*** Opening PROVIDED INFORMATION ***

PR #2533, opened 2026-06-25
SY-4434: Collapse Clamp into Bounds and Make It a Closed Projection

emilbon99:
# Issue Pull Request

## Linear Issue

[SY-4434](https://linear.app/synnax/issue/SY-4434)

*** Closing PROVIDED INFORMATION ***
*** Opening PROVIDED INFORMATION ***

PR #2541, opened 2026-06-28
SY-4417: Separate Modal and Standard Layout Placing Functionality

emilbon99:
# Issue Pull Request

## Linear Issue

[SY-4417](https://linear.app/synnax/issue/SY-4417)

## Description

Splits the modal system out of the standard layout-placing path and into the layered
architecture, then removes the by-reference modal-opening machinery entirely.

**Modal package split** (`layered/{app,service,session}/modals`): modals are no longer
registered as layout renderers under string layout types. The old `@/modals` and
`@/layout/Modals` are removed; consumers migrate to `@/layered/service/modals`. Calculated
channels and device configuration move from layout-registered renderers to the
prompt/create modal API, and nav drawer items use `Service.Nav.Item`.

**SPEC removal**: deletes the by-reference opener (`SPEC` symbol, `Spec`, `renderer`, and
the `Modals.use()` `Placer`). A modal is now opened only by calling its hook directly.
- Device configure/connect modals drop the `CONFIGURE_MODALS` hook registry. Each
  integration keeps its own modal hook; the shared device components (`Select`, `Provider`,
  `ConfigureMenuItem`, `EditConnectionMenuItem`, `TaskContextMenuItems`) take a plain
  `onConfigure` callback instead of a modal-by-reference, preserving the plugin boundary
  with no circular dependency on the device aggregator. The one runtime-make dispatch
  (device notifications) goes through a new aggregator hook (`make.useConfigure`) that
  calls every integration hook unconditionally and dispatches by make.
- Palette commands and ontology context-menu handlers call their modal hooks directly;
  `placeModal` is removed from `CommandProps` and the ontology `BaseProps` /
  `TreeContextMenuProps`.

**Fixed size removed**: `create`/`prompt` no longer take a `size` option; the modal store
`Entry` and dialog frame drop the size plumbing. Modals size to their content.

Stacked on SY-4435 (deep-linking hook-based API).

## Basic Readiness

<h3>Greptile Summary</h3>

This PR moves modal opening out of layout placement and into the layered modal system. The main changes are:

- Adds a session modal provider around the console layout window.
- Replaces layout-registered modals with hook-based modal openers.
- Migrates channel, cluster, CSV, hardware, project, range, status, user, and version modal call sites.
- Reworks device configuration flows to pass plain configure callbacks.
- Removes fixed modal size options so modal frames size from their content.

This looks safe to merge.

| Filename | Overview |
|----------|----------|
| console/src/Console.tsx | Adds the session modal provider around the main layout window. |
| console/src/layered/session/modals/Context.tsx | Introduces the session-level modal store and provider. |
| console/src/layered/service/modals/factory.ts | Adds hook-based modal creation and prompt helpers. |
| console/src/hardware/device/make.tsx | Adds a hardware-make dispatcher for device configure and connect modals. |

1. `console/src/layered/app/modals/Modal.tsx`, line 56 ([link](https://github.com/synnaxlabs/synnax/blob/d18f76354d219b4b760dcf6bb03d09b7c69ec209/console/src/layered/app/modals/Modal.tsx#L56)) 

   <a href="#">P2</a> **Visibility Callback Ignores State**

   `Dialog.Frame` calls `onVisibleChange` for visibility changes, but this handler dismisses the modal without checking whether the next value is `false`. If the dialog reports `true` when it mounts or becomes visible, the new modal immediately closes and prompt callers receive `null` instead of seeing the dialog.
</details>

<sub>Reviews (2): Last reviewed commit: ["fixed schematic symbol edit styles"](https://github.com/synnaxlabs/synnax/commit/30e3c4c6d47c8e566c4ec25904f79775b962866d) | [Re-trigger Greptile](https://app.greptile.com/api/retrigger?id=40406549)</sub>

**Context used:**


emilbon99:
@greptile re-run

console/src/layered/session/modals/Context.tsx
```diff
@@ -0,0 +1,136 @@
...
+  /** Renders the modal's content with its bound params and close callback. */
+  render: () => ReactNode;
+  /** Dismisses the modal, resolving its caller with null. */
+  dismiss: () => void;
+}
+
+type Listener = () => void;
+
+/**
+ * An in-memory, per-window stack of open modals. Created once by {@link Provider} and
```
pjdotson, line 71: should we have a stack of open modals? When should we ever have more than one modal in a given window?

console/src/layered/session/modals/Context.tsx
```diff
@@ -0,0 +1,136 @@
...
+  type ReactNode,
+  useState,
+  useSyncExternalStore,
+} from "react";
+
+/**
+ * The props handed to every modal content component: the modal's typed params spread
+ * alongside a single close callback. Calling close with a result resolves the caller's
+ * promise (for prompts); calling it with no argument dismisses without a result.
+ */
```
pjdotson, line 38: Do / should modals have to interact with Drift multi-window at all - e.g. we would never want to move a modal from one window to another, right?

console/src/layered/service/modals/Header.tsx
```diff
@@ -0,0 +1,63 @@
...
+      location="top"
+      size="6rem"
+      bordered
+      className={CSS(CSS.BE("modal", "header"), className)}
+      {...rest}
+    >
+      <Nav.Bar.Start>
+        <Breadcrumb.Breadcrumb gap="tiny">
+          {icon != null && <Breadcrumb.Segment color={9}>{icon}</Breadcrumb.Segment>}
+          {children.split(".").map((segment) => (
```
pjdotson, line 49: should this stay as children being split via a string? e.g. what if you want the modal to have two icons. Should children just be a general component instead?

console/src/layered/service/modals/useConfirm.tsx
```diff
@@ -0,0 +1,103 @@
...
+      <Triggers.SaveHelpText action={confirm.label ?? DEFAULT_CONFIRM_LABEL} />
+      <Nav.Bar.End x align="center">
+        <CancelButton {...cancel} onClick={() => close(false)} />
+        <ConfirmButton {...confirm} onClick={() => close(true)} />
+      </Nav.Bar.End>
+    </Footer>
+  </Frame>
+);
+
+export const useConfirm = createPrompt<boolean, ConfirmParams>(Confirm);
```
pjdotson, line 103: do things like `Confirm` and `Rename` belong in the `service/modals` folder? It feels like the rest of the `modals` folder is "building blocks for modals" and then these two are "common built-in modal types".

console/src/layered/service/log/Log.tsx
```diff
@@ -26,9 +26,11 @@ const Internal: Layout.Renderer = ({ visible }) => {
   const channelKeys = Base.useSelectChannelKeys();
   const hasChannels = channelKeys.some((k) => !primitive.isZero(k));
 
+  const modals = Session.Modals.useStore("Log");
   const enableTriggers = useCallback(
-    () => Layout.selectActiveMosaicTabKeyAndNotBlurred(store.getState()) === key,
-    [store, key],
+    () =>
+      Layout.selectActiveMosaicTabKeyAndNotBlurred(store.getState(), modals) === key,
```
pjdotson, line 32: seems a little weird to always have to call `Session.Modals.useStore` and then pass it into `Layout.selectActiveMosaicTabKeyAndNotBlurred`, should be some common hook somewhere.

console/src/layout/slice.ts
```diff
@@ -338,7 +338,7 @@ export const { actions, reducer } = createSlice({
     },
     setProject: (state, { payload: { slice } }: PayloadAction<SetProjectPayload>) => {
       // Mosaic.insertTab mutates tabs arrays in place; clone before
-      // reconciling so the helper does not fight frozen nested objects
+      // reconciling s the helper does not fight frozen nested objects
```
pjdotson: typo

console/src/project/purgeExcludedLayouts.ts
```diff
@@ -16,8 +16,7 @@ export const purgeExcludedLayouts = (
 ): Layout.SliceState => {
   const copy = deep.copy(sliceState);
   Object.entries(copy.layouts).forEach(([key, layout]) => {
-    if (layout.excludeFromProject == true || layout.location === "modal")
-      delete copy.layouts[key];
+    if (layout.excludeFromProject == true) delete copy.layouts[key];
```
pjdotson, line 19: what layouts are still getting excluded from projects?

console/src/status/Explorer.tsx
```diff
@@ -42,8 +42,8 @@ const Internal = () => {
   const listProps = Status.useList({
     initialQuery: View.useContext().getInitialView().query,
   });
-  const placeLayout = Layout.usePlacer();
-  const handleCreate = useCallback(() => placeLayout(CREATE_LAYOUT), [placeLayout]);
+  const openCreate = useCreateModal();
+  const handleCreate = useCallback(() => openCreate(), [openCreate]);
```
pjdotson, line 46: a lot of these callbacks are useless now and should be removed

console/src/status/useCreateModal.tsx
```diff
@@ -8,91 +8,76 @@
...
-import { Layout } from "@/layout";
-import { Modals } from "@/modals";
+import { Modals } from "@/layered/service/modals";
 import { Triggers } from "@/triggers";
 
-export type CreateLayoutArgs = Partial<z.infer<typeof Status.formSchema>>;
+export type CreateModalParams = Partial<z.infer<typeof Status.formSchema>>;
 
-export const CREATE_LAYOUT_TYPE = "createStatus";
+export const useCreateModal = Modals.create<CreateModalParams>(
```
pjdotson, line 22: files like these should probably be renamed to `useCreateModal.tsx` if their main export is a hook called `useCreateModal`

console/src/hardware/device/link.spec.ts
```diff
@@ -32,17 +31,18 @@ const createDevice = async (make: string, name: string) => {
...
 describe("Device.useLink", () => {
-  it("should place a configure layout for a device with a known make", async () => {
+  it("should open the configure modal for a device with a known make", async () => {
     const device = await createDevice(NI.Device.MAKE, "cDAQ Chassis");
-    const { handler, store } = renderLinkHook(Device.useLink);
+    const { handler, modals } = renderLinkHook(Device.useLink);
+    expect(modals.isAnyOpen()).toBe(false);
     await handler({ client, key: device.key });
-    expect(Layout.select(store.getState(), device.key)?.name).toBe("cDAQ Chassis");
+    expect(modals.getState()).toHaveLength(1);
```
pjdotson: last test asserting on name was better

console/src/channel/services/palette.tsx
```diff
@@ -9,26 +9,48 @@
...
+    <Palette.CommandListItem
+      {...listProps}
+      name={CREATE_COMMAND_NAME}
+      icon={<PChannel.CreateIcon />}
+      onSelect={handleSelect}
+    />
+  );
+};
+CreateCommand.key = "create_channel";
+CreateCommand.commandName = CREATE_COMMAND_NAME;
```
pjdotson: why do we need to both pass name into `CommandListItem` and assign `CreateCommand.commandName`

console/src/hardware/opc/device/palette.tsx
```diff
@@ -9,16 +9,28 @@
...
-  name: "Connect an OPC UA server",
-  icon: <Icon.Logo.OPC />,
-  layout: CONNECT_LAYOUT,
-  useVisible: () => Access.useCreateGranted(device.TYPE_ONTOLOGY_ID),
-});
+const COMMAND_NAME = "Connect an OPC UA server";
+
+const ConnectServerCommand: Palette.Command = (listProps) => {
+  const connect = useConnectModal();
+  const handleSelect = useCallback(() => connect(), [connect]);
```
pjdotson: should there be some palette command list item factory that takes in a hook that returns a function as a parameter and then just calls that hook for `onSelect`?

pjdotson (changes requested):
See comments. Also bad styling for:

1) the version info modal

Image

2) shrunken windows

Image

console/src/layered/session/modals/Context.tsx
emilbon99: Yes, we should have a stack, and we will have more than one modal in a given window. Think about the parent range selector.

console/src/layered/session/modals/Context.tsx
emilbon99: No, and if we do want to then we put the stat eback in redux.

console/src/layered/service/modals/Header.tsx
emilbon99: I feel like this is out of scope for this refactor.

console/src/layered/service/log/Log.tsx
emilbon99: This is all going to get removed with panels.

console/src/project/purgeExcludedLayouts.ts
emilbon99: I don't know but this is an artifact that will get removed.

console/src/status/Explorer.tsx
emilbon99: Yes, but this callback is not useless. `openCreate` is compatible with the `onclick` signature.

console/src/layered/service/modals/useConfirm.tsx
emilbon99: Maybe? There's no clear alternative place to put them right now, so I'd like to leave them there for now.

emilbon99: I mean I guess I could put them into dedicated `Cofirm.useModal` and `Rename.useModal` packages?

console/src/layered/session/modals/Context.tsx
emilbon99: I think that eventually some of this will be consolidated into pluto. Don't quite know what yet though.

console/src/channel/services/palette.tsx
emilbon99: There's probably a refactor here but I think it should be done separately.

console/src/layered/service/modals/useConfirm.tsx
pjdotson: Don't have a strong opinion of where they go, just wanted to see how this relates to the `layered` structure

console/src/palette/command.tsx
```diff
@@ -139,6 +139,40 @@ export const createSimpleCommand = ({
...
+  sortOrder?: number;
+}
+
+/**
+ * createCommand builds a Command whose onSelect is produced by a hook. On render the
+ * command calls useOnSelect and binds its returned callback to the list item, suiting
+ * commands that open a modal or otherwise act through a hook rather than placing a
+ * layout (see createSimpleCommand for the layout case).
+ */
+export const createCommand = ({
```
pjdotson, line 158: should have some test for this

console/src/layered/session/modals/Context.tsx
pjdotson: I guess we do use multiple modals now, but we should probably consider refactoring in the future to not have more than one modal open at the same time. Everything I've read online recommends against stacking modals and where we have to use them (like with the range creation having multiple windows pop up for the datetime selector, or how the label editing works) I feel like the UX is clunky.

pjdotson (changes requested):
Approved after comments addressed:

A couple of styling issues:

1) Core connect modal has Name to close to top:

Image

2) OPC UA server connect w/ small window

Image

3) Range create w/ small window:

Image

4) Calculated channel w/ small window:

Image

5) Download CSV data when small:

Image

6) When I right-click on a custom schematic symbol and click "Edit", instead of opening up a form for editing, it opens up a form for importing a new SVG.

*** Closing PROVIDED INFORMATION ***

## WHAT YOU WILL DO:
Copy each line in the entries above where the word "calls" shows up.

## SOLVED PROBLEM:
  calls every integration hook unconditionally and dispatches by make.
   `Dialog.Frame` calls `onVisibleChange` for visibility changes, but this handler dismisses the modal without checking whether the next value is `false`. If the dialog reports `true` when it mounts or becomes visible, the new modal immediately closes and prompt callers receive `null` instead of seeing the dialog.
pjdotson: should there be some palette command list item factory that takes in a hook that returns a function as a parameter and then just calls that hook for `onSelect`?
+ * command calls useOnSelect and binds its returned callback to the list item, suiting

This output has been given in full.